Speaking exclusively with The PIE News, Shan Chopra, chief brand strategy and community partner, says that an app version of TC Global’s online application platform is launching in January 2021, following an initial site launch earlier this year.
Chopra explained that embracing digitalisation is the future of the industry, when it comes to attracting Generation Z student customers.
“We essentially, in 2016, took the decision that we wanted to fundamentally transform the business model to help accelerate the business into the age of the internet,” he explains.
“We want to cater to consumers that are growing up in an age in which information has become a commodity.”
“We took the decision that we wanted to fundamentally transform the business model”
Chopra predicts that the modus operandi around international student recruitment needs to be future-proofed.
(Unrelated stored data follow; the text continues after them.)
PR #353, opened 2023-04-20
Add pipeline mode attribute

kundaMwiza:
# What does this PR do?

- Avoids redundant deparallelize / parallelize
- On the first instance of the call `trainer.train()` the model has already been parallelized in the constructor of the trainer. when `deparallelize` & `parallelize` are called in `wrap_model`, the models parameters have already been provided to the optimizer.  Parameter changes in `deparallelize` / `parallelize` such as restoring the `lm_head` with a newly constructed `torch.nn.Linear` can be disastrous, since the address in memory of the new weights is not necessarily the same as the weights previously provided to the optimizer. Differences in memory address of weights will lead to errors when `poptorch` attempts to compile the model. For example, currently any model that does not have `tied weights` and uses `SerializedEmbedding` or `SerializedLinear` will fail.

Fixes # (issue)

## Before submitting

### DIFF
--- a/optimum/graphcore/modeling_utils.py
+++ b/optimum/graphcore/modeling_utils.py
@@ -191,7 +191,7 @@ class PipelineMixin:
             if m is not self:
                 poptorch.removeBlocks(m)
         # Model is no longer parallelized
-        self.pipeline_mode = "default"
+        self.pipeline_mode = "deparallelized"
         return self
 
     def num_parameters(self, only_trainable: bool = False, exclude_embeddings: bool = False) -> int:
--- a/optimum/graphcore/modeling_utils.py
+++ b/optimum/graphcore/modeling_utils.py
@@ -78,8 +78,48 @@ def to_pipelined(model: nn.Module, ipu_config: IPUConfig, force: bool = False):
         else:
             raise KeyError(f"{model_cls.__name__} pipelined version not found in registry.")
 
-
 class PipelineMixin:
+    ALLOWED_PIPELINE_MODES = ("train", "generation", "evaluation", "default")
+    _pipeline_mode = "default"
+    
+    @property
+    def pipeline_mode(self):
+        return self._pipeline_mode
+    
+    @pipeline_mode.setter
+    def pipeline_mode(self, new_mode):
+        assert new_mode in self.ALLOWED_PIPELINE_MODES, f"`new_mode` can only be one of {self.ALLOWED_PIPELINE_MODES=}. You provided {new_mode}."
+        self._pipeline_mode = new_mode 
+        return self
+    
+    def _set_pipeline_mode_train(self):
+        self.pipeline_mode = "train"
+        return self
+
+    def _set_pipeline_mode_generation(self):
+        self.pipeline_mode = "generation"
+        return self
+    
+    def _set_pipeline_mode_evaluation(self):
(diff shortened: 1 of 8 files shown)


optimum/graphcore/modeling_utils.py
```diff
@@ -80,6 +80,21 @@ def to_pipelined(model: nn.Module, ipu_config: IPUConfig, force: bool = False):
 
 
 class PipelineMixin:
+    ALLOWED_PIPELINE_MODES = ("train", "generation", "evaluation", "deparallelized")
```
HMellor, line 83: Why all caps? That usually signifies a global variable, but this isn't one of those

optimum/graphcore/modeling_utils.py
```diff
@@ -80,6 +80,21 @@ def to_pipelined(model: nn.Module, ipu_config: IPUConfig, force: bool = False):
...
+    _pipeline_mode = "deparallelized"
```
HMellor, line 84: Should this be an instance variable instead of a class variable?

optimum/graphcore/modeling_utils.py
```diff
@@ -80,6 +80,21 @@ def to_pipelined(model: nn.Module, ipu_config: IPUConfig, force: bool = False):
...
+
+    @property
+    def pipeline_mode(self):
+        return self._pipeline_mode
+
+    @pipeline_mode.setter
+    def pipeline_mode(self, new_mode):
+        assert (
+            new_mode in self.ALLOWED_PIPELINE_MODES
```
HMellor, line 93: Why all caps? That usually signifies a global variable, but this isn't one of those

optimum/graphcore/trainer_seq2seq.py
```diff
@@ -49,7 +50,8 @@ def _wrap_and_compile_model_for_evaluation(self, dataloader, prediction_loss_onl
         return self.model
 
     def _rewrap_model_for_training(self):
-        self.model = self.model.deparallelize().parallelize()
+        if not self.model.pipeline_mode == "train":
+            self.model = self.model.deparallelize().ipu_config.train().parallelize()
```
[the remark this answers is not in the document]
HMellor: Yeah, currently this won't work

optimum/graphcore/modeling_utils.py
```diff
@@ -148,10 +152,11 @@ def ipu_config(self, value: IPUConfig):
             raise TypeError(f"ipu_config must be an instance of IPUConfig, but {type(value)} was provided")
         self._ipu_config = value
 
-    def parallelize(self):
+    def parallelize(self, for_generation=False):
```
HMellor, line 155:
```suggestion
    def parallelize(self):
```

optimum/graphcore/modeling_utils.py
```diff
@@ -434,7 +440,7 @@ def deserialize(self):
 
         freeze = not self.split_embeddings[0].weight.requires_grad
         return nn.Embedding.from_pretrained(
-            torch.vstack([l.weight for l in self.split_embeddings]), padding_idx=0, freeze=freeze
+            torch.vstack([l.weight.detach() for l in self.split_embeddings]), padding_idx=0, freeze=freeze
```
HMellor, line 443: Was this committed by mistake?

“The sector is going to ultimately experience a fairly uncomfortable reality simply because they’re not accepting and confronting the rapid changes that have occurred in consumer behaviour,” he continues.
“And that’s the start and end of everything that we’re doing.”
Using the TC Global platform, prospective students are able to manage the entire process of preparing to study abroad and can search through over 1,500 universities and 80,000 courses worldwide, while also being able to access a mobile workforce of advisors, virtual events and other support services.
Universities can utilise its branding, marketing and analytic tools to create their own pages and receive data about student activity.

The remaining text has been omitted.